- WHAT IS BEING ASKED -
In the records that follow, find each line with the word "operations" and copy it.
--- THE DATA Enclosed Below ---
PR #178, opened 2026-03-10
fix: block duplicate target names in rename column

dhruv1955:
## Problem
Currently a column can be renamed to a name that already exists in the dataframe.  
This creates duplicate column names, which leads to ambiguous behaviour and can break downstream operations.

## Fix
Added a duplicate-name check in `rename_column()` inside `transformation_service.py`.

Before applying the rename, the function now checks whether `new_name` already exists in `df.columns` (unless it’s the same column being renamed). If it does, the operation is rejected with a clear error message.

**Error returned**

```
Column '{new_name}' already exists. Please choose a different name.
```

## Behaviour
- Renaming to an existing column name → blocked with a clear error
- Renaming to the same name (no-op) → allowed
- Case-sensitive rename (e.g. `age` → `Age`) → allowed

## Tests
Added tests to cover the new behaviour:

- `test_rename_column_to_existing_name`
- `test_rename_column_to_same_name`
- `test_rename_column_case_sensitive`

## Validation
- `pytest` → all tests passing  
- `ruff check .`  
- `ruff format --check .`   

## Files Changed
- `dataloom-backend/app/services/transformation_service.py`
- `dataloom-backend/tests/test_new_features.py`

### Original table
Screenshot 2026-03-10 161354

### Table after rename attempt
Screenshot 2026-03-10 161404

### Error message when duplicate name is used
Screenshot 2026-03-10 161247

## Notes
- Backend-only change
- No schema or frontend changes
- Reuses the existing `TransformationError` for consistency

### DIFF
--- a/dataloom-backend/app/services/transformation_service.py
+++ b/dataloom-backend/app/services/transformation_service.py
@@ -232,13 +232,26 @@ def rename_column(df: pd.DataFrame, col_index: int, new_name: str) -> pd.DataFra
 
     Returns:
         DataFrame with the column renamed.
+
+    Raises:
+        TransformationError: If new_name is empty or whitespace.
+        TransformationError: If col_index is out of range.
+        TransformationError: If new_name already exists in df.columns
+                             (unless new_name equals the current column name).
     """
     if col_index < 0 or col_index >= len(df.columns):
-        raise TransformationError(f"Column index {col_index} out of range (0-{len(df.columns) - 1})")
+        raise TransformationError(
+            f"Column index {col_index} is out of range (DataFrame has {len(df.columns)} columns)."
+        )
     if not new_name or not new_name.strip():
-        raise TransformationError("New column name cannot be empty")
+        raise TransformationError("New column name cannot be empty or whitespace.")
 
     old_name = df.columns[col_index]
+
+    # Check if new_name already exists and is different from current column name
+    if new_name in df.columns and new_name != old_name:
+        raise TransformationError(f"Column '{new_name}' already exists. Please choose a different name.")
+
     return df.rename(columns={old_name: new_name})
 
 
--- a/dataloom-backend/tests/test_transformations.py
+++ b/dataloom-backend/tests/test_transformations.py
@@ -16,6 +16,7 @@ from app.services.transformation_service import (
     drop_duplicates,
     fill_empty,
     pivot_table,
+    rename_column,
 )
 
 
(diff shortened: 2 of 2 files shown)


ivantha (commented):
## ◎ Argus Review

This is a clean, well-scoped fix that correctly addresses a real data-integrity bug. The guard logic (`new_name in df.columns and new_name != old_name`) is placed at the right location, uses the existing `TransformationError` convention for consistency, and the three new tests map directly to the three behavioral guarantees stated in the PR. The main concerns are: a missing edge-case test for DataFrames that already contain duplicate column names (the behavior in this scenario is correct but undocumented), a pre-existing unhandled `IndexError` path for out-of-bounds `col_index` that the new code makes more conspicuous, and the long-term maintainability issue of accumulating tests in a generic `test_new_features.py` file rather than a service-specific test module.

dataloom-backend/tests/test_new_features.py
```diff
@@ -69,6 +69,22 @@ def test_rename_column_whitespace_name(self, sample_df):
...
+    def test_rename_column_to_existing_name(self, sample_df):
+        with pytest.raises(TransformationError, match="already exists"):
+            rename_column(sample_df, 1, "name")  # Try to rename "age" to "name"
+
+    def test_rename_column_to_same_name(self, sample_df):
+        # Renaming to the same name should succeed (no-op)
+        result = rename_column(sample_df, 0, "name")
+        assert list(result.columns) == ["name", "age", "city"]
+        assert result.iloc[0]["name"] == "Alice"
+
```
ivantha: **[LOW]** No-op rename test only checks first row — data integrity not fully verified

`test_rename_column_to_same_name` asserts `result.iloc[0]["name"] == "Alice"`. This verifies the column header survived the no-op, but only inspects one cell. A more robust test would also confirm that the DataFrame's shape, dtypes, and all row values are unchanged to guard against an inadvertent data corruption bug in `df.rename` edge cases.

**Suggestion:**
```
```python
def test_rename_column_to_same_name(self, sample_df):
    result = rename_column(sample_df, 0, "name")
    assert list(result.columns) == ["name", "age", "city"]
    # Verify shape and data integrity, not just one cell
    assert result.shape == sample_df.shape
    pd.testing.assert_frame_equal(result, sample_df)
```
```

File: dataloom-backend/tests/test_new_features.py [hunk 2]
```diff
@@ -69,6 +69,22 @@ def test_rename_column_whitespace_name(self, sample_df):
...
+    def test_rename_column_case_sensitive(self, sample_df):
+        # Renaming to different case should succeed (case-sensitive)
+        result = rename_column(sample_df, 1, "Age")  # Rename "age" to "Age"
+        assert list(result.columns) == ["name", "Age", "city"]
+        assert result.iloc[0]["Age"] == 30
+
```
ivantha: **[INFO]** Good: three core behaviors are explicitly and clearly tested

The three tests map directly and traceably to the three behavioral guarantees stated in the PR description:
- `test_rename_column_to_existing_name` → blocked with error
- `test_rename_column_to_same_name` → allowed (no-op)
- `test_rename_column_case_sensitive` → allowed (case-sensitive)

Each test has a comment explaining *why* the behavior is expected, making them easy to understand in isolation without needing to read the implementation. This is commendable.

**Suggestion:**
```
No change needed. This is a positive pattern worth preserving in future tests.
```

dataloom-backend/app/services/transformation_service.py
```diff
@@ -239,6 +239,11 @@ def rename_column(df: pd.DataFrame, col_index: int, new_name: str) -> pd.DataFra
         raise TransformationError("New column name cannot be empty")
 
     old_name = df.columns[col_index]
+
+    # Check if new_name already exists and is different from current column name
+    if new_name in df.columns and new_name != old_name:
+        raise TransformationError(f"Column '{new_name}' already exists. Please choose a different name.")
+
```
ivantha: **[INFO]** Discussion point: case-insensitive duplicate detection may be needed for some backends

The check `new_name in df.columns` is case-sensitive by Python's default string equality. The PR explicitly documents and tests this (`age` → `Age` is allowed). This is correct for Python/Pandas, but worth raising as a discussion point:

- **SQL databases** (PostgreSQL, MySQL, SQLite) are typically case-insensitive for identifiers. If this DataFrame is later written to a SQL table, renaming `age` to `Age` could silently collide with the existing `age` column at the database layer.
- **CSV/Excel exports** would preserve case, so `age` and `Age` would be two distinct columns.

The current behavior is correct for in-memory Pandas operations. If the app has a SQL persistence layer, a follow-up ticket to add an optional `case_sensitive` parameter (defaulting to `True`) might be worth filing.

**Suggestion:**
```
No immediate code change required, but consider filing a follow-up issue:
```
Title: Consider case-insensitive column name uniqueness check for SQL-backed DataFrames
Description: rename_column() currently blocks exact-match duplicates. 
For SQL backends, a case-insensitive check may be warranted.
```
Alternatively, document the case-sensitivity assumption in the function's docstring.
```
--- End of Enclosed THE DATA ---
- EXERCISE SOLUTION -
This creates duplicate column names, which leads to ambiguous behaviour and can break downstream operations.
The current behavior is correct for in-memory Pandas operations. If the app has a SQL persistence layer, a follow-up ticket to add an optional `case_sensitive` parameter (defaulting to `True`) might be worth filing.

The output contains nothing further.